左潤之一時間不知如何反應,但莫名地剛怒氣消散了。
就只是這麼抱著也不是個事兒,白昀杉心一橫,怒道:「老子就是不小心吃了波飛醋,我也道歉了,你幹嘛還生氣啊?」
「那要我不是你的妻子,你就不吃飛醋了嗎?」
「那……那我……」白昀杉也愣了,這醋還吃不吃呢?
「嗯?」左潤之迫切地想要聽到白昀杉的回答。
「那我怎麼知道嘛,我也是第一次討老婆啊!」
白昀杉自己都還雲裡霧裡的呢,左潤之問她的問題她都不知道要怎麼回答。
「你還想討第二次?!」
「沒有沒有,不敢了。一次就夠了。」白昀杉忙回答。
「嗯……」
那還,差不多。
明月當空,有人在月下擁抱,有人只能在房間裡待著看別人擁抱。
還有人在月下練功。
蘇誠練到滿頭大汗之後才停了下來,蘇晚意不知道何時站在他的身旁在看他練功。
等他練完了,遞上一塊帕子:「擦擦汗。
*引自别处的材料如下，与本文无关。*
PR #891, opened 2020-02-18
Ping360: Add checkbox for heading integration

### LINKED ISSUE #890: Add option to remove ping360 heading integration
From @kklemens:
> Ping-Viewer t2.0.6
Recommendations:
Have an option to turn off the Ping360 chart rotation if someone doesn’t want it. We have some “old school” customers.

patrickelectric:
Fix #890

### DIFF
--- a/qml/Ping360Visualizer.qml
+++ b/qml/Ping360Visualizer.qml
@@ -379,9 +379,22 @@ Item {
                 onCurrentTextChanged: waterfall.theme = currentText
             }
 
+            CheckBox {
+                id: headingIntegration
+                text: "Heading integration"
+                checked: true
+                Layout.columnSpan: 5
+                Layout.fillWidth: true
+                Layout.minimumWidth: 200
+                onCheckStateChanged: {
+                    ping.enableHeadingIntegration(checkState)
+                }
+            }
+
             Settings {
                 category: "Ping360Visualizer"
                 property alias flipAScanState: flipAScan.checkState
+                property alias headingIntegrationCheckState: headingIntegration.checkState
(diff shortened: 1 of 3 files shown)


src/sensor/ping360.cpp
```diff
@@ -531,4 +526,23 @@ void Ping360::resetSettings()
...
+        disconnect(MavlinkManager::self(), &MavlinkManager::mavlinkMessage, this, &Ping360::processMavlinkMessage);
+        _heading = 0;
+        emit headingChanged();
+    }
+}
+
+void Ping360::processMavlinkMessage(const mavlink_message_t& message)
+{
+    mavlink_attitude_t attitude;
+    mavlink_msg_attitude_decode(&message, &attitude);
```
jaxxzer: I think we should check the message type of `message` or change the type of the parameter to `const mavlink_attitude_t&`

qml/Ping360Visualizer.qml
```diff
@@ -379,9 +379,22 @@ Item {
                 onCurrentTextChanged: waterfall.theme = currentText
             }
 
+            CheckBox {
+                id: headingCorrection
```
jaxxzer: nitpick: it is funny to have two terms for the same thing: heading correction and heading integration

src/sensor/ping360.cpp
patrickelectric: We only decode attitude messages, but done.

qml/Ping360Visualizer.qml
patrickelectric: Done.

」
「謝謝晚意。」
蘇誠笑著接過了帕子,女兒的關心總是溫暖的。
臉上的笑容是藏都藏不住的。
不過高興之餘,還是難免有些傷感。
若是慕茗還在世就好了。
「爹修行歸修行還是要注意身體,別太拼了。」蘇晚意叮囑道。
「爹剛剛恢復了一些,若是不勤加練習保持的話,怕又要退步回去了。」
蘇誠的身體在中毒的那幾年退化的厲害,現在需要加強訓練來讓自己恢復到巔峰時期的狀態。